Stored items
####

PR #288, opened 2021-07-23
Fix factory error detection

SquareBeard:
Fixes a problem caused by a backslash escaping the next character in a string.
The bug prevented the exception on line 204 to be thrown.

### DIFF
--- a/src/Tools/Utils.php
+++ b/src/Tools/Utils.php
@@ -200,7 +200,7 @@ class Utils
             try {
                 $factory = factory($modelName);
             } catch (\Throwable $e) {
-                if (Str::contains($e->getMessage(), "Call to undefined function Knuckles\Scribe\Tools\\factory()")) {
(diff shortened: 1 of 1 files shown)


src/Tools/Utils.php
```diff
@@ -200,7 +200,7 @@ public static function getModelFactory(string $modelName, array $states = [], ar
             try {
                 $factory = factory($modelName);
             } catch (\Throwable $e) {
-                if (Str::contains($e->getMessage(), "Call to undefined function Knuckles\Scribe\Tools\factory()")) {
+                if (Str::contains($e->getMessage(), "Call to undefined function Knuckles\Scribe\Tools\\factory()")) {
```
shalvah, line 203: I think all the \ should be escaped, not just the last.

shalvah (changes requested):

####

Requirement
Among the lines above, find those that contain the word "Knuckles" and copy them.

Answer to the exercise
-                if (Str::contains($e->getMessage(), "Call to undefined function Knuckles\Scribe\Tools\\factory()")) {
-                if (Str::contains($e->getMessage(), "Call to undefined function Knuckles\Scribe\Tools\factory()")) {
+                if (Str::contains($e->getMessage(), "Call to undefined function Knuckles\Scribe\Tools\\factory()")) {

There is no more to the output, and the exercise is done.